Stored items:
===============

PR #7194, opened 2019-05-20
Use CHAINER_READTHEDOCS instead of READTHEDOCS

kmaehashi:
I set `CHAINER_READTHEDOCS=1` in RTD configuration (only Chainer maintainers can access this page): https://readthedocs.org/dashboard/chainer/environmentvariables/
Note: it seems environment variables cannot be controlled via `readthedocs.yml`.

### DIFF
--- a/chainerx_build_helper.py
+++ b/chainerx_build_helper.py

===============

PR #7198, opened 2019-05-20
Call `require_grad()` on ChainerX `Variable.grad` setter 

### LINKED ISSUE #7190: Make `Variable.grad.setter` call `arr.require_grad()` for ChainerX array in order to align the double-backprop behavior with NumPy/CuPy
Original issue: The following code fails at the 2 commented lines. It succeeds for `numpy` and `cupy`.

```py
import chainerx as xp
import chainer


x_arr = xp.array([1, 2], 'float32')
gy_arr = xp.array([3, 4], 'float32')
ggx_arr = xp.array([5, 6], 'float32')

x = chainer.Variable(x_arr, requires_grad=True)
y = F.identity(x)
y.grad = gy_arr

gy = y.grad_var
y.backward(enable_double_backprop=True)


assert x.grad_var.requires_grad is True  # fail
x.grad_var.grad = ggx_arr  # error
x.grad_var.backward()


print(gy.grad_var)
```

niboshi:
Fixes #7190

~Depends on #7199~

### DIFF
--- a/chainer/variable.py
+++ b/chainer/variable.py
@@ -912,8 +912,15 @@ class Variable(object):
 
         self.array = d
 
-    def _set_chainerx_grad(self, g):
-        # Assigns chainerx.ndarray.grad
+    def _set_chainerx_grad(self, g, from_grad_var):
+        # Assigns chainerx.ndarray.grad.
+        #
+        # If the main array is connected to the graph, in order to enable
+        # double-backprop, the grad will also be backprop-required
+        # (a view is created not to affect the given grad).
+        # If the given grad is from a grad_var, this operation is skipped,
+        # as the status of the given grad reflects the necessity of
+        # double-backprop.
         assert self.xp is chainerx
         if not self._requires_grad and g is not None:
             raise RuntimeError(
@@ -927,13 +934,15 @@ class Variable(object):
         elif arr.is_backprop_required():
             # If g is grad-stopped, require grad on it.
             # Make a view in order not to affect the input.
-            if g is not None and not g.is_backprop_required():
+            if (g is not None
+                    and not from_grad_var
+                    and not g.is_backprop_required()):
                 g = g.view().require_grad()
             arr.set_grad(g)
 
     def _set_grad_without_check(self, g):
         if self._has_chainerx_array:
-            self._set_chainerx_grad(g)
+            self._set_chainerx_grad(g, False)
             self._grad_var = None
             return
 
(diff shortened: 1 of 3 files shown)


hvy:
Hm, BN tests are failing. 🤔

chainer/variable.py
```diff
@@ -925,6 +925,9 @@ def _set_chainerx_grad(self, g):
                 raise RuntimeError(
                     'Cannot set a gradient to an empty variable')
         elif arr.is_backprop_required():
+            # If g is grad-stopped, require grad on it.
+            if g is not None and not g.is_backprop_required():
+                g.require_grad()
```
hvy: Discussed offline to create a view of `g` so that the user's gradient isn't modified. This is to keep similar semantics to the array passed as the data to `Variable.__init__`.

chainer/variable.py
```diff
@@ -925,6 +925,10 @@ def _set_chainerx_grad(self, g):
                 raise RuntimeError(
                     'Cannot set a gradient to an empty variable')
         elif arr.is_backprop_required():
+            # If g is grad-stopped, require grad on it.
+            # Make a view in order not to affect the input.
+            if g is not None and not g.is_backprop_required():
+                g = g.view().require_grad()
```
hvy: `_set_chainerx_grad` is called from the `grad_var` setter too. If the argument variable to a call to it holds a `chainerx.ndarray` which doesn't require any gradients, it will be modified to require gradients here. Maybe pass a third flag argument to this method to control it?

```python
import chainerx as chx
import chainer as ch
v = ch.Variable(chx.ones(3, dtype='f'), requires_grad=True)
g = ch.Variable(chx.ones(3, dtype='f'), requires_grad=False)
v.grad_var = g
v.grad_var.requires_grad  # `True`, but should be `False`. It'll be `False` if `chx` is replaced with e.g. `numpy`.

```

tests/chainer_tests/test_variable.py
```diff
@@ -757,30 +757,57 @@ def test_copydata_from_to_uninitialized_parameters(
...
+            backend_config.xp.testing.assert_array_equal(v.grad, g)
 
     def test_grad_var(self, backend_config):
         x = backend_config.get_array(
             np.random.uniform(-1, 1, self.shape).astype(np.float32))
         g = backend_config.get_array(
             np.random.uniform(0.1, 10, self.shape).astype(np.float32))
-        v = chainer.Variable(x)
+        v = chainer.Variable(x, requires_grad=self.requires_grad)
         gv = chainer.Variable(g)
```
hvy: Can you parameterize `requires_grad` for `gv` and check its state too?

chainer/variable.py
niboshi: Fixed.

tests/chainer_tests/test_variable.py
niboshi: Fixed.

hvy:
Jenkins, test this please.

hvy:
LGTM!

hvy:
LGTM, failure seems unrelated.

===============

The job here is to find each line above with the word "True" and copy it.

x = chainer.Variable(x_arr, requires_grad=True)
y.backward(enable_double_backprop=True)
assert x.grad_var.requires_grad is True  # fail
v = ch.Variable(chx.ones(3, dtype='f'), requires_grad=True)
v.grad_var.requires_grad  # `True`, but should be `False`. It'll be `False` if `chx` is replaced with e.g. `numpy`.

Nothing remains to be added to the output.